Issue #246, opened 2020-03-06
Add serializer testing for floats, doubles, vectors, quaternions to DownlinkParser


tanishqaggarwal:

kkrol27:
Just out of curiosity, are we talking `lin::Vector*` types or the `vector_t` things?

tanishqaggarwal:
vector_t

tanishqaggarwal:
I think this is related to #329 and we can probably close this out.

PR #313, opened 2020-03-22
Uplink producer changes

### LINKED ISSUE #144: Uplink producer upgrades
Currently uplink producer/consumer only has the ability to edit integer state fields. We need to expand this ability to all kinds of state fields.

fatimayousuf:
Uplink Producer Upgrades

Fixes #144

### Summary of changes
This pr allows us to set vector statefields, quaternion statefields, floats, doubles, chars, etc. with uplinks.

### Testing
I didn't add anything to the existing tests for Uplink Producer. It would be good to have a way to deserialize vector and quaternion statefields (Issue #246), which could allow us to more rigorously test that the writable fields specified in json file are actually set to the value specified in the json file.

I did change test1.json and test2.json slightly. I changed pan.sat_designation from 3 to 1 in test_1.json. This is because the maximum value of the serializer for pan.sat_designation is 2, so we could only set that statefield to a value from 0-2. I also changed the docking config commands from 0 and 1 to false and true, because the statefield represents a boolean value

### Constants
N/A


src/gsw/parsers/src/UplinkProducer.cpp
```diff
@@ -22,6 +22,94 @@ UplinkProducer::UplinkProducer(StateFieldRegistry& r):
     }
  }
 
+template<typename UnderlyingType>
+UnderlyingType find_value(nlohmann::json j, std::string name) {
+    for (auto& e : j.items()) {
+        if (e.key() == name) return e.value();
+    }
+    throw std::runtime_error("cannot find value of " + name + " in statefield registry");
```
tanishqaggarwal: This error message is incorrect, I think. find_value is used to retrieve the value from the JSON specification of the uplink, not from the state field registry.

src/gsw/parsers/src/UplinkProducer.cpp
```diff
@@ -22,6 +22,94 @@ UplinkProducer::UplinkProducer(StateFieldRegistry& r):
...
+}
+
+template<typename UnderlyingType>
+bool UplinkProducer::try_add_field(bitstream bs, std::string key, nlohmann::json j) {
+    // Get pointer to that field in the registry
+    WritableStateField<UnderlyingType>* ptr = dynamic_cast<WritableStateField<UnderlyingType>*>(registry.find_writable_field(key));
+
+    // If the statefield of the given underlying type doesn't exist in the registry, return false. Otherwise, get the value of the key
+    if (!ptr) return false;
+    uint64_t val = find_value<uint64_t>(j, key);
```
tanishqaggarwal: Do you always want to be retrieving a 64-bit integer? What if the value is a float, double, bool, unsigned char, unsigned int, etc. I thought you would want to retrieve `UnderlyingType` here.

src/gsw/parsers/src/UplinkProducer.cpp
```diff
@@ -22,6 +22,94 @@ UplinkProducer::UplinkProducer(StateFieldRegistry& r):
...
+template<typename UnderlyingType>
+UnderlyingType find_value(nlohmann::json j, std::string name) {
+    for (auto& e : j.items()) {
+        if (e.key() == name) return e.value();
+    }
+    throw std::runtime_error("cannot find value of " + name + " in statefield registry");
+}
+
+template<typename UnderlyingType>
+bool UplinkProducer::try_add_field(bitstream bs, std::string key, nlohmann::json j) {
```
tanishqaggarwal: You can use static_assert to force the compiler to ensure this function is only used for specific types. Like so:

`static_assert(std::is_same<TypeThatIWant, UnderylingType>::value || std::is_same<AnotherTypeThatIWant, UnderlyingType>::value, "Some descriptive error msg");

src/gsw/parsers/src/UplinkProducer.cpp
```diff
@@ -22,6 +22,94 @@ UplinkProducer::UplinkProducer(StateFieldRegistry& r):
...
+
+template<typename UnderlyingType>
+bool UplinkProducer::try_add_vector_field(bitstream bs, std::string key, nlohmann::json j) {
+    // Get pointer to that field in the registry
+    using UnderlyingVectorType = std::array<UnderlyingType, 3>;
+    WritableStateField<UnderlyingVectorType>* ptr = dynamic_cast<WritableStateField<UnderlyingVectorType>*>(registry.find_writable_field(key));
+
+    // If the statefield of the given underlying type doesn't exist in the registry, return false. Otherwise, get the values of the key
+    if (!ptr) return false;
+    std::array<uint64_t, 3> vals = find_value<std::array<uint64_t, 3>>(j, key);
```
tanishqaggarwal: Same comment here about always retrieving a uint64_t; you actually only want to be retrieving either a float or a double. The UnderlyingType should be `float` or `double`.

src/gsw/parsers/src/UplinkProducer.cpp
```diff
@@ -22,6 +22,94 @@ UplinkProducer::UplinkProducer(StateFieldRegistry& r):
...
+    // Get pointer to that field in the registry
+    WritableStateField<UnderlyingType>* ptr = dynamic_cast<WritableStateField<UnderlyingType>*>(registry.find_writable_field(key));
+
+    // If the statefield of the given underlying type doesn't exist in the registry, return false. Otherwise, get the values of the key
+    if (!ptr) return false;
+    auto vals = find_value<std::array<uint64_t, 3>>(j, key);
+    size_t field_index=field_map[key];
+
+    // Set the statefield pointer to the new values. Floats will be implicitly casted to doubles for d_quat_t
+    ptr->set({static_cast<float>(vals.at(0)), static_cast<float>(vals.at(1)),
```
tanishqaggarwal: You don't want to always static_cast to a float.

src/gsw/parsers/src/UplinkProducer.cpp
```diff
@@ -22,6 +22,94 @@ UplinkProducer::UplinkProducer(StateFieldRegistry& r):
...
+    WritableStateField<UnderlyingVectorType>* ptr = dynamic_cast<WritableStateField<UnderlyingVectorType>*>(registry.find_writable_field(key));
+
+    // If the statefield of the given underlying type doesn't exist in the registry, return false. Otherwise, get the values of the key
+    if (!ptr) return false;
+    std::array<uint64_t, 3> vals = find_value<std::array<uint64_t, 3>>(j, key);
+    size_t field_index=field_map[key];
+
+    ptr->set({static_cast<UnderlyingType>(vals.at(0)), static_cast<UnderlyingType>(vals.at(1)), static_cast<UnderlyingType>(vals.at(2))});
+    ptr->serialize();
+
```
tanishqaggarwal: You should check that the magnitude of the vector isn't below or above the serialization limits.

src/gsw/parsers/src/UplinkProducer.cpp
```diff
@@ -22,6 +22,94 @@ UplinkProducer::UplinkProducer(StateFieldRegistry& r):
...
+    // If the statefield of the given underlying type doesn't exist in the registry, return false. Otherwise, get the values of the key
+    if (!ptr) return false;
+    auto vals = find_value<std::array<uint64_t, 3>>(j, key);
+    size_t field_index=field_map[key];
+
+    // Set the statefield pointer to the new values. Floats will be implicitly casted to doubles for d_quat_t
+    ptr->set({static_cast<float>(vals.at(0)), static_cast<float>(vals.at(1)), 
+        static_cast<float>(vals.at(2)), static_cast<float>(vals.at(3))});
+    ptr->serialize();
+
```
tanishqaggarwal: You should check that the magnitude of the quaternion is in the range [0, 1].

src/gsw/parsers/src/UplinkProducer.cpp
```diff
@@ -22,6 +22,94 @@ UplinkProducer::UplinkProducer(StateFieldRegistry& r):
...
+    found_field_type |= try_add_field<signed int>(bs, key, j);
+    found_field_type |= try_add_field<unsigned char>(bs, key, j);
+    found_field_type |= try_add_field<signed char>(bs, key, j);
+    found_field_type |= try_add_field<float>(bs, key, j);
+    found_field_type |= try_add_field<double>(bs, key, j);
+    found_field_type |= try_add_field<bool>(bs, key, j);
+    found_field_type |= try_add_vector_field<float>(bs, key, j);
+    found_field_type |= try_add_vector_field<double>(bs, key, j);
+    found_field_type |= try_add_quat_field<f_quat_t>(bs, key, j);
+    found_field_type |= try_add_quat_field<d_quat_t>(bs, key, j);
```
tanishqaggarwal: Underlying type should probably be float or double here.

src/gsw/parsers/src/UplinkProducer.cpp
```diff
@@ -22,6 +22,94 @@ UplinkProducer::UplinkProducer(StateFieldRegistry& r):
...
+    ptr->serialize();
+
+    // Make sure the value we want to set does not exceed the max possible
+    // value that the field can be set to
+    size_t field_index=field_map[key];
+    uint64_t max_val = (1ul << (get_field_length(field_index) + 1)) - 1;
+    if (val > max_val) {
+        throw std::runtime_error("cannot assign " + std::to_string(val) + " to field " + key + ". max value: " + std::to_string(max_val));
+        return false;
+    }
```
tanishqaggarwal: You can get the minimum/maximum via `ptr->get_serializer_min()`, `ptr->get_serializer_max()`.

tanishqaggarwal: Should also check the minimum value.

src/gsw/parsers/src/UplinkProducer.cpp
```diff
@@ -22,6 +22,94 @@ UplinkProducer::UplinkProducer(StateFieldRegistry& r):
...
+    ptr->serialize();
+
+    // Add the updated value to the bitstream
+    add_entry(bs, ptr->get_bit_array(), field_index);
+    return true;
+}
+
+bool UplinkProducer::add_field_to_bitstream(bitstream bs, std::string key, nlohmann::json j) {
+    bool found_field_type = false;
+    found_field_type |= try_add_field<unsigned int>(bs, key, j);
```
tanishqaggarwal: We also need gps_time_t in this list.

src/gsw/parsers/src/UplinkProducer.cpp
fatimayousuf: I can control what types this function is used for in `add_field_to_bitstream()`

src/gsw/parsers/src/UplinkProducer.cpp
```diff
@@ -22,6 +22,127 @@ UplinkProducer::UplinkProducer(StateFieldRegistry& r):
...
+                  || (std::is_same<UnderlyingType, float>::value && std::is_same<UnderlyingQuatType, f_quat_t>::value),
+        "Can't collect quaternion field info for a vector of non-float or non-double type.");
+    WritableStateField<UnderlyingQuatType>* ptr = dynamic_cast<WritableStateField<UnderlyingQuatType>*>(registry.find_writable_field(key));
+
+    // If the quaternion statefield of the given underlying type doesn't exist in the registry, return false. Otherwise, get the values of the key
+    if (!ptr) return false;
+
+    // Check that the magnitude of the values in the JSON file is less than or equal to 1
+    std::array<UnderlyingType, 4> vals = j[key];
+    unsigned int quat_mag = sqrt(pow(vals[0], 2) + pow(vals[1], 2) + pow(vals[2], 2) + pow(vals[3], 2));
```
tanishqaggarwal: The magnitude should be a float/double

src/gsw/parsers/src/UplinkProducer.cpp
```diff
@@ -22,6 +22,127 @@ UplinkProducer::UplinkProducer(StateFieldRegistry& r):
...
+    return true;
+}
+
+template<typename UnderlyingType, typename UnderlyingQuatType>
+bool UplinkProducer::try_add_quat_field(bitstream bs, std::string key, nlohmann::json j) {
+    // Get pointer to that field in the registry
+    static_assert((std::is_same<UnderlyingType, double>::value && std::is_same<UnderlyingQuatType, d_quat_t>::value)
+                  || (std::is_same<UnderlyingType, float>::value && std::is_same<UnderlyingQuatType, f_quat_t>::value),
+        "Can't collect quaternion field info for a vector of non-float or non-double type.");
+    WritableStateField<UnderlyingQuatType>* ptr = dynamic_cast<WritableStateField<UnderlyingQuatType>*>(registry.find_writable_field(key));
```
tanishqaggarwal: Instead of having two template arguments, consider replacing this line with

`WritableStateField<std::array<UnderlyingType, 4>>* ptr = ...`

tanishqaggarwal: I like what you did with UnderlyingVectorType in the function above.

src/gsw/parsers/src/UplinkProducer.cpp
```diff
@@ -22,6 +22,127 @@ UplinkProducer::UplinkProducer(StateFieldRegistry& r):
...
+    if (vector_mag>max || vector_mag<min) throw std::runtime_error("Magnitude of vector must be in range [" + 
+        std::to_string(min) + "," + std::to_string(max) + "]");
+
+    ptr->set(vals);
+    ptr->serialize();
+
+    // Add the updated value to the bitstream
+    size_t field_index=field_map[key];
+    add_entry(bs, ptr->get_bit_array(), field_index);
+    return true;
```
tanishqaggarwal: Rather than returning true from these functions, it might be more correct to return if the result of add_entry was greater than zero. I think (but I'm not sure) that bitstream's editN function returns zero bytes if there were no more bytes available in the bitstream to write to.

tanishqaggarwal: Can you add some code that throws a runtime error if the uplink is too large? Or defer this work to an issue?

src/gsw/parsers/src/UplinkProducer.cpp
tanishqaggarwal: Once you change it to float/double remember to check that the number is both greater than zero and less than 1

fatimayousuf: But isn't the magnitude of a vector/quaternion by definition greater than 0 (i.e the square root of squared numbers)?

tanishqaggarwal: There could be floating-point errors in the sqrt computation that reduce the magnitude to be below zero.

Also, my mistake, the magnitude of a quaternion should always be 1. So what we should really check for is if |magnitude - 1| < e, where e is some small error value (maybe 1e-10).

Finally, consider using std::sqrt and std::pow since they're templated versions of the math functions, which automatically resolve float vs double computation

src/gsw/parsers/src/UplinkProducer.cpp
fatimayousuf: Don't lines 158-159 in UplinkProducer
`if (!bs.has_next())
                throw std::runtime_error("bitstream is not large enough");`
already check if an we are trying to write too many values in a single uplink?

tanishqaggarwal: Ah, good point. Sorry that I missed that

src/gsw/parsers/src/UplinkProducer.cpp
```diff
@@ -22,6 +22,125 @@ UplinkProducer::UplinkProducer(StateFieldRegistry& r):
...
+    ptr->serialize();
+
+    // Add the updated value to the bitstream
+    size_t field_index=field_map[key];
+    return add_entry(bs, ptr->get_bit_array(), field_index);
+}
+
+size_t UplinkProducer::add_field_to_bitstream(bitstream bs, std::string key, nlohmann::json j) {
+    size_t bits_written = 0;
+    bits_written |= try_add_field<unsigned int>(bs, key, j);
```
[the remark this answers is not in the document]
fatimayousuf: Oh yeah I forgot to change that

PR #316, opened 2020-03-23
Event Storage

afoarce:
#257 

### Summary of changes
- makes events store the control cycle count as a pointer to the state field instead of having it passed in to the constructor, allowing for the value to be easily written back during deserialize
- implemented deserialize and added unit tests for it
- added event storage tests   

### Testing
-Event class is tested with test_single_event, where pointers to an event's ccno and data fields are used to set the values and test that serializing correctly writes those values to the event's bitset. Changes to the ccno/data fields are also tested by updating them, signaling (serializing) and checking their bitset again. Print is checked so that the correct data values and format are outputted.  To test deserializing, the ccno and data fields are changed and then we check that deserializing writes them back to their originally serialized values. 
-EventStorage should act the same as a single event, so we call test_single_event for twice the storage size of the EventStorage object and check that the event pointer is updating to the next event each time. Pointers are kept to the current event pointer and to the previous so we can read an event's values after they are written and the pointer increments during signal. 

### Documentation Evidence
documentation issue ticket created:
https://github.com/pathfinder-for-autonomous-navigation/Documentation/issues/15


test/test_fsw_event/test_fsw_event.cpp
```diff
@@ -21,54 +25,147 @@ struct TestFixture {
...
+    tf.registry.find_readable_field("event.1");
+    tf.registry.find_readable_field("event.2");
+    tf.registry.find_readable_field("event.3");
+    // Test that a field was added to the registry for every single sub-event.
+    TEST_ASSERT_EQUAL(99, tf.registry.readable_fields.size());
+
+    // Event storage should behave the same as an event.
+    for (int i = 0; i < 200; i++)
+    {
+        TEST_ASSERT_EQUAL((2 * i) % 99, *tf.event_ptr); //event signaled twice per single event, storage size 99
```
tanishqaggarwal: Why is the event signaled twice?

src/common/Event.hpp
```diff
@@ -3,51 +3,122 @@
...
-    // The value of events should never be set via deserialize or set_bit_array(), so these
-    // functions will have stub implementations.
-    void deserialize() override;
-    bool deserialize(const char *val) override;
-    void set_bit_array(const bit_array& arr) override;
+   //  // The value of events should never be set via deserialize or set_bit_array(), so these
+   //  // functions will have stub implementations.
+   //  void deserialize() override;
+   //  bool deserialize(const char *val) override;
+   //  void set_bit_array(const bit_array& arr) override;
```
tanishqaggarwal: I think this comment should be deleted.

src/common/EventStorage.cpp
```diff
@@ -0,0 +1,67 @@
...
+
+void EventStorage::deserialize() 
+{
+    sub_events[event_ptr].deserialize();
+}
+
+void EventStorage::set_bit_array(const bit_array &arr)  
+{
+    sub_events[event_ptr].set_bit_array(arr);
+}
```
tanishqaggarwal: I think it would be better if these functions were unimplemented, since we don't expect to use them. Unless you're using them in the unit test?

src/common/EventStorage.cpp
```diff
@@ -0,0 +1,67 @@
...
+        sub_events.emplace_back(name + std::string(x),
+                                _data_fields, _print_fn);
+    }
+}
+
+void EventStorage::add_events_to_registry(StateFieldRegistry &registry)
+{
+    for (Event &e : sub_events)
+    {
+        registry.add_readable_field(static_cast<ReadableStateFieldBase *>(&e));
```
fatimayousuf: You can use registry.add_event() instead of casting it to a Readable StateField

test/test_fsw_event/test_fsw_event.cpp
```diff
@@ -21,54 +25,147 @@ struct TestFixture {
...
+};
+
+// Test that the event storage correctly manages pointers for event storage.
+void test_event_storage()
+{
+    TestFixtureEventStorage tf(99);
+    // Fields should have been created inside the state field registry.
+    tf.registry.find_readable_field("event.1");
+    tf.registry.find_readable_field("event.2");
+    tf.registry.find_readable_field("event.3");
```
fatimayousuf: what you did here is fine by me, but if you pull from master, you can use find_event() and registry.events.size()

test/test_fsw_event/test_fsw_event.cpp
fatimayousuf: It's signaled twice when `test_single_event()` is called

src/common/Event.hpp
```diff
@@ -3,51 +3,122 @@
 
 #include <common/StateField.hpp>
 
+/**
+ * @brief This event base class exposes methods for reading and
+ * writing to an event.
+ */
+class EventBase
```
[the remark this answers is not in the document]
afoarce: The EventBase class acts as an interface for Event and EventStorage, as they are meant to function in the same way for the user with EventStorage abstracting its storage of multiple Event objects.

src/common/EventStorage.cpp
afoarce: deserialize is unit tested, but I have now removed other unused functions from EventStorage

PR #317, opened 2020-03-23
Merge ADCS Sensor Characterization Scripts

kkrol27:
# Merge ADCS Sensor Characterization Scripts

### Summary of changes
- Added two ADCS targets to pull magnetometer and IMU data for sensor characterization.
- Added a Python script to record CSV data from the sensor characterization code.

### Testing
Tested during sensor characterization sessions.

### Constants
NA

### Documentation Evidence
See inline documentation.


.gitignore
```diff
@@ -9,6 +9,7 @@ geograv_wrapper.mexmaci64
 geomag_wrapper.mexmaci64
 
 test/output_export.cpp
+tmp
```
tanishqaggarwal: What creates this tmp folder? I don't see it in the Python script

kkrol27: Oh I guess we could add that in. I use tmp in general to store random stuff every now and then. It doesn't have to be where you write the output file to though.

PR #319, opened 2020-03-23
Updated to new lin library and made it a direct submodule

kkrol27:
# Updated `lin` library and made it a submodule of this repo

@shihaocao because I know you use `lin` objects a decent amount.

### Summary of changes
- See here for more information and a summary of changes within `lin` (https://github.com/pathfinder-for-autonomous-navigation/psim/pull/154)
- One small initializer list change within flight software because of how they are handled now (honestly, was surprised that after change 3500+ lines everything seemed to behave well)

### Testing
Ran tests locally.

### Constants
NA

### Documentation Evidence
Will be working on documentation for `lin` in general soon! In the short term, I'd recommend looking at the following files in roughly the specified order if you're interested:
 - `lin/core/tensor/stream.hpp`
 - `lin/core/tensor/base.hpp`
 - `lin/core/tensor/tensor.hpp`
 - `lin/core/matrix/*.hpp`
 - `lin/core/vector/*.hpp`
 - `lin/core/tensor/operations.hpp`
 - `lin/core/tensor/operators.hpp`
Those will give you a solid understanding of everything brought in with `#include <lin/core.hpp>`.

__EDIT:__ Just a tip for reading through code, if you see the `::Traits` member all over the place, just take it as magic and the code will make more sense for a quick overview haha. It really comes from `lin/core/traits/*` though.


test/test_fsw_mission_manager/test_fixture.cpp
```diff
@@ -160,7 +160,7 @@ void TestFixture::set_comms_blackout_period(int ccno) {
 
 // Set the angular rate of the spacecraft.
 void TestFixture::set_ang_rate(float rate) {
-    adcs_ang_momentum_fp->set({rate, 0, 0}); // TODO will need to change this once the inertia tensor
+    adcs_ang_momentum_fp->set({rate, 0.0f, 0.0f}); // TODO will need to change this once the inertia tensor
```
shihaocao: I have never paid too much attention to explicitly giving float/double args when working with FSW, was this change necessary to have things compile?

kkrol27: The actual issue here was the mixed type initializer list. `rate` was a `float` and `0` is an integer so the constructor couldn't be deduced (a little unsure as to why this changed but that was the problem).

With the new version of `lin` though it is possible to assign a double initializer list to a float vector and the cast will happen implicitly - e.g. the below code is now permissible:

   lin::Vector3f u = { 1.0, 2.0, 3.0 };

PR #324, opened 2020-03-26
Downlink parser event upgrades

### LINKED ISSUE #217: Downlink Parser Event Upgrades
The downlink parser needs to be aware of when a state field is an event and parse it appropriately for consumption. This also requires changes across how the ground software parses the JSONed downlink information.

fatimayousuf:
# Downlink Producer/Parser Event Upgrades

Fixes #217 .

### Summary of changes
- Allows us to send events through downlinks and parse them from the ground
- Fix config paths in ground software
- Small changes in the test files involving events, since control cycle count is no longer a constructor argument

### Testing
I added onto the downlink parser test file. I added an event to the test fixture statefield registry, and added the name of the event to the flow data. The test file ran the downlink producer and the downlink parser, and I checked that the downlink parser returned a json object formatted as expected. 

I also sent a json file to the pan email account and ran ground software (main.py) to see if there were any additional changes need to be made to ground software, and no further changes were needed. Note that this test didn't run the downlink parser, since I already tested that the downlink parser would return a json document in the correct format. this was just to make sure that a json document in this format could be added to the elasticsearch database.


src/fsw/FCCode/DownlinkProducer.cpp
```diff
@@ -146,10 +146,19 @@ void DownlinkProducer::execute() {
             downlink_frame_offset);
 
         for(auto& field : flow.field_list) {
-            field->serialize();
-            const bit_array& field_bits = field->get_bit_array();
-            add_bits_to_downlink_frame(field_bits, snapshot_ptr, packet_offset,
-                downlink_frame_offset);
+            if (field->name().find("event") != std::string::npos) {
```
tanishqaggarwal: You know, looking at the code that instantiates the flows I feel like a stronger and cleaner check for events would be

`if (_registry.find_event(field->name()))`

What do you think?

src/gsw/parsers/src/DownlinkParser.cpp
```diff
@@ -126,17 +126,52 @@ std::string DownlinkParser::process_downlink_packet(const std::vector<char>& pac
...
             for(ReadableStateFieldBase* field : flow->field_list) {
-                const std::vector<bool>::iterator field_end_it =
-                    frame_bits.begin() + field->get_bit_array().size();
-
-                const std::vector<bool> field_bits(frame_bits.begin(), field_end_it);
-                field->set_bit_array(field_bits);
-                field->deserialize();
-                ret["data"][field->name()] = std::string(field->print());
-                frame_bits.erase(frame_bits.begin(), field_end_it);
+                if (field->name().find("event") != std::string::npos) {
```
tanishqaggarwal: Same thing here, maybe, as I suggested above?

src/fsw/FCCode/DownlinkProducer.cpp
fatimayousuf: I'm thinking that makes more sense than what I did XD

PR #546, opened 2020-11-13
Adding Reset for Flight Test case and adding cycle.start/cycle.auto to EEPROM

knk38:
# Reset for Flight Test case

Fixes # 

### Summary of changes
- Added a new test case that resets ppt_mode, bootcount, and starts autocycling
- Changed cycle.start and cycle.auto in DebugTask.cpp to be EEPROM saveable

### Testing
-I deleted the telemetry file in root and ran the telemetry info generator to ensure that the two new state fields showed up as EEPROM saved
-I also checked that the fields showed up in the eprom.json file
-I ran reset for flight, then the empty case with autocycling and then the reset for flight case afterwards to ensure that the test case didn't error out when already autocycling. 

### Telemetry
cycle.start and cycle.auto are now EEPROM saveable and update every cycle (EEPROM save period of 1).

### Documentation Evidence
Should be sufficient inline documentation for the new functions


ptest/cases/reset_for_flight.py
```diff
@@ -0,0 +1,40 @@
+from .base import SingleSatOnlyCase, TestCaseFailure
+from .utils import Enums
+import math
+
+class ResetforFlight(SingleSatOnlyCase):
+
+  #Sets gomspace ppt mode to MPPT(1) and fails if it is not successfully updated
+  def set_ppt(self):
```
tanishqaggarwal, line 8: I did some digging today on the flight units, and it turns out that we've got a bug with PPT modes: setting the PPT mode like this does nothing if the spacecraft is turned off again after this testcase (which it has to be.) See #547 for more details. Likely, as part of #547 we will have to change to this testcase to write the PPT mode _hardware setting_ via a different state field. But let's leave this in for now.

ptest/cases/reset_for_flight.py
```diff
@@ -0,0 +1,40 @@
...
+    ppt_mode_cmd = int(self.rs("gomspace.pptmode_cmd"))
+    self.ws("gomspace.pptmode_cmd", 1)
+    self.cycle()
+    ppt_mode_updated = int(self.rs("gomspace.pptmode_cmd"))
+    if ppt_mode_cmd == ppt_mode_updated:
+      self.logger.put("Could not update pptmode")
+      self.failed = True
+
+  #sets the bootcount to 0 and confirms it was changed correctly
+  def set_bootcount(self):
```
tanishqaggarwal, line 18: The code for set_ppt and set_bootcount is very similar and is code that could be broken out into its own function, maybe something like "ws_and_verify"?

ptest/cases/reset_for_flight.py
```diff
@@ -0,0 +1,40 @@
...
+    
+  def run_case_singlesat(self):
+    self.print_header("Starting Reset")
+    self.ws( "cycle.auto", False )
+    self.set_ppt()
+    self.set_bootcount()
+
+    #ensure autocycling is happening 
+    #make sure spacecraft is shut down right after this test case so mission doesnt start executing
+    self.ws( "cycle.auto", True )
```
tanishqaggarwal, line 36: Need to cycle after applying this command.

tanishqaggarwal (changes requested):

tanishqaggarwal:
Can you also reset the deployment timer and deployment-related fields?

knk38:
> Can you also reset the deployment timer and deployment-related fields?

Where can i find these fields?

tanishqaggarwal:
MissionManager.cpp

ptest/cases/reset_for_flight.py
knk38: okay i will take a note of this as well

ptest/cases/reset_for_flight.py
knk38: When I cycle after this command, FC throws an error that says I am cycling too quickly or something?
Screen Shot 2020-11-13 at 5 49 45 PM

tanishqaggarwal: This is probably because autocycling is set to true in eeprom.json prior to booting up the testcase. Remove the file whenever you see this error

MCT/server-files/battery-telemetry.js
```diff
@@ -0,0 +1,143 @@
+/*
```
tanishqaggarwal, line 1: Remove this file

tanishqaggarwal (approved):

MCT/server-files/battery-telemetry.js
knk38: omg i deleted it idk why it came back, maybe its still on my remote

PR #548, opened 2020-11-15
Fix \xff on long commands HITL Bug

shihaocao:
# Fix \xff Bug

Fixes #534 

### Summary of changes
+++++
■ **TASK TO CARRY OUT**: Say how many lines in the records contain the string "assign", and say nothing else.

■ **SOLVED EXERCISE**: 2